Lampung Barat Keluar dari Status Kabupaten Tertinggal

Cakra.TV, Lampung Barat – Pertanggal 31 Juli 2019, Kabupaten Lampung Barat dipastikan keluar dari status kabupaten tertinggal. Kepastian itu ditandai keluarnya Keputusan Menteri Desa Pembangunan Daerah Tertinggal dan Transmigrasi RI nomor 79 tahun 2019 tentang penetapan kabupaten daerah tertinggal yang terentaskan.

Keluarnya Pemkab Lambar sebagai daerah terentaskan, menyisakan pekerjaan rumah yang berat bagi pemerintah, mengingat sejumlah desa di Lambar masih sangat terbelakang.

Selain terkendala aspek ketersediaan prasarana dasar seperti jalan dan listrik yang minim, dua pekon tertinggal di kecamatan Pagardewa yakni Pekon Batu Api dan Pekon Sukamulya, masih menyimpan persoalan sanitasi lingkungan yang akut. Di pekon Sukamulya salah satunya, dari total 339 rumah tangga, sebanyak 195 rumah tangga belum memiliki jamban yang layak. Selain tidak punya wc, nyaris seluruh rumah tangga dimaksud juga belum memiliki sumber air minum yang sehat.

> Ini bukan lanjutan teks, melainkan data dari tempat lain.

PR #7357, opened 2026-09-09
fix(desktop): stop the terminal IME composition overlay clipping CJK

zime78:
## What & why

Composing CJK text (Korean / Japanese / Chinese) in the v2 terminal renders the **in-progress syllable clipped** — the Korean `글` shows only its left half while you are still composing it. It snaps back to normal once committed, so the *live* composition is the unreadable part.

This is not a rare edge case: it hits **every CJK IME user on macOS who has a Nerd Font "Mono" variant installed**, which is extremely common among terminal users (Starship/eza/LazyGit setups almost always install one). For those users the IME preedit is broken on every keystroke of every CJK word. That's why I think this is worth fixing rather than leaving for later.

## Root cause

xterm.js draws the in-progress composition in a DOM overlay (`.composition-view`) whose box is sized by normal **DOM text layout** and then clipped with `overflow: hidden`.

`installed-nerd-fonts.ts` auto-detects installed Nerd Fonts and appends them to the terminal font stack with the **Mono variants sorted first** (correct for the WebGL cell renderer — single-cell icons line up). But Nerd Font *Mono* variants force one advance width on **every** glyph, so a full-width CJK glyph gets a **half-width advance in DOM text**:

| font (14px) | advance of `글` |
|---|---|
| `D2CodingLigature Nerd Font Mono` | **7px** |
| `D2CodingLigature Nerd Font` (non-Mono) | 14px |
| Menlo cell width | 8px |

When the primary terminal font has no Hangul (e.g. Menlo), the glyph falls through to the Mono variant, the overlay box becomes **narrower than one cell**, and `overflow: hidden` clips it. The WebGL cell renderer is unaffected (it draws per cell), which is exactly why the committed line looks fine and only the overlay breaks.

## The fix

Give the composition overlay its **own font stack** (`imeFontFamily`): same validation as the terminal stack, but Nerd Font Mono variants are dropped from the icon fallbacks. A user-chosen primary is never dropped. It is delivered as a CSS variable on the terminal-runtime wrapper and applied to `.composition-view` with `!important`, because xterm writes that element's `font-family` **inline** on every update. The WebGL body stack keeps Mono-first, so icons still fit one cell.

- No behavior change for non-CJK input, or for users without a Nerd Font Mono in the stack.
- Scoped to the v2 terminal runtime via a wrapper class; the v1 path is untouched.

## Before / after

- **Before:** `.composition-view` box = 7px (< 1 cell) → `글` clipped to its left half.
- **After:** box = one full cell (14px) → `글` renders whole.

Reproduce in ~30s: set `terminalFontFamily` to a Nerd Font Mono (or just install one so it's auto-detected), keep a Latin primary like Menlo, switch to a Korean/Japanese IME, and compose in the terminal. Screenshots/crops from an Electron harness that drives the real xterm bundle via `Input.imeSetComposition` are available on request — happy to add them inline.

## Upstream relationship

The underlying cause is in xterm.js and is tracked by **xtermjs/xterm.js#6161** with fix PR **xtermjs/xterm.js#6162** ("Align the IME preedit to the renderer cell grid"). That is not released yet and this repo pins an xterm beta, so this small app-level fix restores CJK composition now; once #6162 ships and the pinned xterm is bumped, this override can be removed — the code comments say so.

## Testing

- `bun test` — terminal appearance/runtime suites, **44 pass / 0 fail** (5 new cases: the Mono-variant predicate, the IME stack dropping Mono while the body stack keeps it, a user-chosen Mono primary preserved, the runtime setting the CSS var on both runtimes, and a single-validation warn-once guard).
- `bun run typecheck` — clean.
- Biome — clean.

Allow edits from maintainers is enabled.

---
## Summary by cubic
Fixes the terminal IME composition overlay clipping CJK characters while typing (e.g., Korean '글' shows only left half). The cause is Nerd Font Mono variants in the autodetected fallback stack forcing half-width advance for full-width glyphs in the DOM overlay. The overlay now gets its own font stack that drops Mono variants from auto-detected fallbacks, while the main terminal stack keeps them for icon alignment. No behavior change for non-CJK input or users without a Nerd Font Mono in the stack.

<sup>Written for commit eaa9e097bb14ca1ca105e26d5e5e6464e833f89e. Summary will update on new commits.</sup>

<a href="https://cubic.dev/pr/superset-sh/superset/pull/7357?utm_source=github" target="_blank" rel="noopener noreferrer" data-no-image-dialog="true"><picture><source media="(prefers-color-scheme: dark)" srcset="https://www.cubic.dev/buttons/review-in-cubic-dark.svg"><source media="(prefers-color-scheme: light)" srcset="https://www.cubic.dev/buttons/review-in-cubic-light.svg">Review in cubic</picture></a>

## Summary by CodeRabbit

* **Bug Fixes**
  * Improved terminal input method editor (IME) text rendering for full-width CJK characters.
  * Fixed clipping and incorrect character widths when composing text with Nerd Font Mono terminal fonts.
  * Improved handling of abbreviated and full-name Nerd Font Mono variants.

* **Improvements**
  * Terminal appearance settings now apply consistently to active and inactive terminal sessions.
  * IME text uses a dedicated font configuration while preserving the selected terminal font.

### DIFF
--- a/apps/desktop/src/renderer/globals.css
+++ b/apps/desktop/src/renderer/globals.css
@@ -209,6 +209,25 @@
 		font-family: var(--superset-terminal-font-family, ui-monospace, monospace);
 	}
 
+	/*
+	 * IME 조합 중인 글자("글" 등)는 WebGL 셀이 아니라 `.composition-view` DOM
+	 * 오버레이에 그려지고, 그 박스는 일반 DOM 텍스트 폭으로 재서 잘린다.
+	 * Nerd Font Mono 변형은 전각 CJK 글리프에도 반각 advance 를 주므로
+	 * (14px 기준 "글" 7px, 비-Mono 는 14px) 오버레이가 한 셀보다 좁아져 글자가
+	 * 잘린다. WebGL 셀 렌더러는 셀 단위로 그려서 영향이 없다.
+	 * xterm.js 가 이 오버레이의 font-family 를 인라인으로 써넣기 때문에
+	 * `!important` 가 필요하다. 업스트림 xterm.js PR#6162(open)이 반영되면
+	 * 이 재정의는 불필요해진다.
+	 * var() 폴백을 일부러 두지 않았다: 변수가 없으면 이 선언이
+	 * invalid-at-computed-value-time → `unset` 이 되어 위 `.xterm` 의
+	 * `--superset-terminal-font-family` 스택을 그대로 상속한다. 즉 사용자 폰트를
+	 * 잃지 않고 변경 이전 동작으로 degrade 된다.
+	 */
+	.superset-terminal-runtime .xterm .composition-view {
+		/* biome-ignore lint/complexity/noImportantStyles: xterm 이 이 오버레이의 font-family 를 인라인으로 써넣으므로 !important 없이는 덮어쓸 수 없다 */
+		font-family: var(--superset-terminal-ime-font-family) !important;
+	}
+
 	.xterm .xterm-rows a {
 		color: inherit;
 		cursor: pointer;
--- a/apps/desktop/src/renderer/lib/terminal/appearance/appearance.test.ts
+++ b/apps/desktop/src/renderer/lib/terminal/appearance/appearance.test.ts
@@ -1,10 +1,19 @@
-import { afterEach, describe, expect, mock, test } from "bun:test";
+import { afterEach, describe, expect, mock, spyOn, test } from "bun:test";
 import {
 	DEFAULT_TERMINAL_FONT_FAMILY,
 	NERD_FONT_FALLBACK_FAMILIES,
 	resolveTerminalAppearance,
 	sanitizeTerminalFontFamily,
 } from "./index";
+
+/**
+ * IME 오버레이 기본 스택 — 터미널 기본 스택에서 Nerd Font Mono 폴백만 뺀 값.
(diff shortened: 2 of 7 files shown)


Kitenite:
@zime78 Follow-up: the fix has merged in #7488. Thank you for providing the D2Coding Mono reproduction and linking the upstream cause.

We used the cell-layout backport from xtermjs/xterm.js#6162. It fixes the composition overlay using the terminal renderer's Unicode cell widths while preserving the configured font stack, including an explicitly configured secondary Mono fallback. In a real Superset v2 terminal with `Menlo, "D2CodingLigature Nerd Font Mono"` at 14px, `글` changed from a clipped 7px overlay to a complete 16px glyph box; `글한글` changed from 21px to 48px. Committed text, Latin composition and combining accents remained intact.

[Fresh before/after screenshots, exact commands, and bundle hashes](https://app.superset.sh/page/pr-7488-verified-actual-xterm-bundles-before-and-a-nqp4nv) are linked in #7488. These captures use CDP IME input, not a physical keyboard/input-method session. The final runtime bundles have behavioral tests for both CJS and ESM.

Celakanya, mayoritas rumah tangga di pekon sukamulya memanfaatkan kolam ikan maupun aliran sungai kecil untuk buang hajat mereka. Tindakan ini tentu mengancam kesehatan lingkungan utamanya sumber dan aliran air yang tercemar berbagai bakteri dari tinja manusia yang dibuang ke dalam nya.

Data yang disampaikan Peratin Sukamulya menyebutkan, tahun lalu pihaknya sempat mengalokasikan dana desa untuk bantuan pembuatan 68 unit jamban bagi warganya. Sayang, program ini macet dan tidak selesai. Warga tak kunjung membangun jamban meski telah menerima bantuan.

Akibatnya, pada tahun 2019 ini pemerintah Pekon sukamulya hanya boleh mengalokasikan bantuan jamban sebanyak 10 unit untuk sepuluh rumah tangga. Jumlah yang jauh dari cukup mengingat tahun depan, yakni tahun 2020, pekon ini wajib mengentaskan masalah jambanisasi yang merupakan masalah sanitasi lingkungan yang akut.

Peratin Suka Mulya Yamin, tetap optimis dan mampu menyelesaikan tugasnya pada tahun depan. Ia berjanji mengalokasikan dana desa sebanyak yang dibutuhkan, untuk mengentaskan semua aspek pembangunan yang masih tertinggal di wilayahnya.

Kepala Dinas PMPP Yudha Setiawan menegaskan, sesuai RPJMD Lambar dan instruksi Bupati Parosil Mabsus, pihaknya wajib menangani semua masalah yang ada. Hal ini, sesuai Keputusan Menteri Desa Pembangunan Daerah Tertinggal dan Transmigrasi RI, yang menyatakan Lambar sudah lepas dari status kabupaten tertinggal.